The eighteenth-century was marked by terrible poverty. At the Reformation in England the poor had been made a charge on the parish in which they resided and forbidden to wander beyond it. In Ireland there was no such universal provision, and the poor often wandered the country looking for work or begging. Attempts were made to distinguish between the worthy and unworthy beggar by a system of badging. Nowhere was the problem more pressing than in the capital where, in 1703/4, 2 Anne, c. 19 (0081), established the Dublin Workhouse to employ and maintain the poor. To this was added, in 1727, 1 Geo. II, c. 27 (0271), the Foundling Hospital to provide for orphan and destitute children until they were of an age to be apprenticed. Many died before they reached this age. Contemporaries, though accustomed to high infant mortality, were appalled; during the 12 years 1784–96, 25,253 children were entered on the hospital's admission records and 11,253 of these died. The London Foundling Hospital, founded a decade later than the Dublin one, had similar mortality in the mid-century but by its close this had fallen to 17 per cent. The Paris Foundling Hospital had a rate more comparable to the Dublin one. The MPs, alerted by Sir John Blaquiere (0162), were deeply shocked and in 1797 the hospital was reorganised and placed under the supervision of 13 lady governesses, including the Duchess of Leinster and Lady Castlereagh, the wife of the Chief Secretary (2009). Wives often played an important supervisory role both on the estate and in more public offices.
Members of parliament, apart from serving as Justices of the Peace, were prepared to give honorary service and devote time and energy as well as financial support to all manner of public and private schemes for national improvement, both social and economic. Some, but not all, of these schemes offered incidental patronage for the member's locality. For example, a seat on the Linen Board (0132) – founded in 1710 to encourage the development of the linen industry – was a much sought-after and prestigious honour. It also brought patronage and the ability to bring employment to one's neighbourhood.

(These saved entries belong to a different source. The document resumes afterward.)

PR #441, opened 2022-02-25
Issue 440: Added support to run zookeeper operator as non-root

### LINKED ISSUE #440: Provide support to run zookeeper-operator as non root
### Description

Currently , operator is running as root user

### Importance

 must-have
### Location

charts/zookeeper-operator/values.yaml

Provide support to configure security context to operator pod

anishakj:

### Change log description

Made changes in operator charts to configure security context.
Updated hook image to `1.23.2`
Added options in hooks to configure security context.
Active Delay seconds is removed in `pre-delete-hooks`

### Purpose of the change

 Fixes #440

### What the code does

Provide support  to run zookeeper-operator as non-root user

### How to verify it

Verify able to run zookeeper-operator as non root user

### DIFF
--- a/charts/zookeeper-operator/templates/post-install-upgrade-hooks.yaml
+++ b/charts/zookeeper-operator/templates/post-install-upgrade-hooks.yaml
@@ -94,6 +94,10 @@ spec:
       containers:
       - name: post-install-upgrade-job
         image: "{{ .Values.hooks.image.repository }}:{{ .Values.hooks.image.tag }}"
+        {{- if .Values.hooks.securityContext }}
+        securityContext:
+{{ toYaml .Values.hooks.securityContext | indent 10 }}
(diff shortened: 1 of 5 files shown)


jkhalack (approved):
LGTM

HoustonPutman:
Maybe I'm missing something here, but it doesn't look like the `{{Values.securityContext}}` is used anywhere in the zookeeper-operator deployment. The functionality was only added for the hooks...

janhoy:
I'm running into the same, trying to specify `securityContext` for the zookeeper-operator pod, which does not work. Is there a know workaround to this, and is there plans to add it in next release?

lfloris:
Has there been any progress on this issue at all? Running into the same issue where zookeeper operator pod does not run on restricted Kubernetes environments.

There were numerous parliamentary investigations, particularly into prisons, education and charter (government sponsored) schools, as well as other public institutions. Nevertheless, most well-meaning schemes failed, although it is doubtful whether Ireland's failures were worse than those in similar societies. As in most pre-industrial countries, work was seasonal and there was a pool of labour that not even seasonal migration within the country or over to England could absorb. City occupations might have appeared less affected by seasonal variations, although there was always the problem of famine scarcity, but they tended to be more affected by transient slumps and booms, while unemployment was socially more dangerous there because of the concentration of the unemployed. In some places these factors led to combinations, an early form of trade union. The rural linen industry offered some solution to these problems but, as the depression of the early 1770s showed, even this was not immune from recession. Social control was primitive and in the last resort depended on the army, a situation that gave rise to the Volunteer movement during the American war when the army was required overseas.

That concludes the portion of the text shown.